### RECORDS
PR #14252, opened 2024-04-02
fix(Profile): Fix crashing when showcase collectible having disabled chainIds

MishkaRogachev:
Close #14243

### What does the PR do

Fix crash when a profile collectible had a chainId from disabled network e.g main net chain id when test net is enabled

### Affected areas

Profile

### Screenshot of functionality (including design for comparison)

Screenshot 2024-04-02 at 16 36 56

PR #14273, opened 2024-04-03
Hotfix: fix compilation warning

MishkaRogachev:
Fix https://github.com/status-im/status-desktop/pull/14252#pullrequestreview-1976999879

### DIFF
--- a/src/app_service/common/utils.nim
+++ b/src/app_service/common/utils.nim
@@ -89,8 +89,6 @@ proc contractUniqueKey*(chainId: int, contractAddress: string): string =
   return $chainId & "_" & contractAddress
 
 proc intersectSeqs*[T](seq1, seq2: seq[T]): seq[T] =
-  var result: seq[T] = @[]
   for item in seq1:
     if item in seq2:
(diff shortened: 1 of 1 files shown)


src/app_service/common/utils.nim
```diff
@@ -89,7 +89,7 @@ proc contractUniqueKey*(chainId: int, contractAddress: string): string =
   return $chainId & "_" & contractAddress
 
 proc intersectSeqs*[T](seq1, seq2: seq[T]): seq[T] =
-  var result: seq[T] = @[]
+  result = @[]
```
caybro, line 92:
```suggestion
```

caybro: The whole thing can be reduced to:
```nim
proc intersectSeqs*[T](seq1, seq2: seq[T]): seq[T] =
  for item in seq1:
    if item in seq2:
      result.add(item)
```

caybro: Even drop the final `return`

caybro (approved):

### DIRECTIONS FOR THIS TASK
Return each line of the data exactly as written above.

### SOLUTION TO THE EXERCISE
PR #14252, opened 2024-04-02
fix(Profile): Fix crashing when showcase collectible having disabled chainIds

MishkaRogachev:
Close #14243

### What does the PR do

Fix crash when a profile collectible had a chainId from disabled network e.g main net chain id when test net is enabled

### Affected areas

Profile

### Screenshot of functionality (including design for comparison)

Screenshot 2024-04-02 at 16 36 56

PR #14273, opened 2024-04-03
Hotfix: fix compilation warning

MishkaRogachev:
Fix https://github.com/status-im/status-desktop/pull/14252#pullrequestreview-1976999879

### DIFF
--- a/src/app_service/common/utils.nim
+++ b/src/app_service/common/utils.nim
@@ -89,8 +89,6 @@ proc contractUniqueKey*(chainId: int, contractAddress: string): string =
   return $chainId & "_" & contractAddress
 
 proc intersectSeqs*[T](seq1, seq2: seq[T]): seq[T] =
-  var result: seq[T] = @[]
   for item in seq1:
     if item in seq2:
(diff shortened: 1 of 1 files shown)


src/app_service/common/utils.nim
```diff
@@ -89,7 +89,7 @@ proc contractUniqueKey*(chainId: int, contractAddress: string): string =
   return $chainId & "_" & contractAddress
 
 proc intersectSeqs*[T](seq1, seq2: seq[T]): seq[T] =
-  var result: seq[T] = @[]
+  result = @[]
```
caybro, line 92:
```suggestion
```

caybro: The whole thing can be reduced to:
```nim
proc intersectSeqs*[T](seq1, seq2: seq[T]): seq[T] =
  for item in seq1:
    if item in seq2:
      result.add(item)
```

caybro: Even drop the final `return`

caybro (approved):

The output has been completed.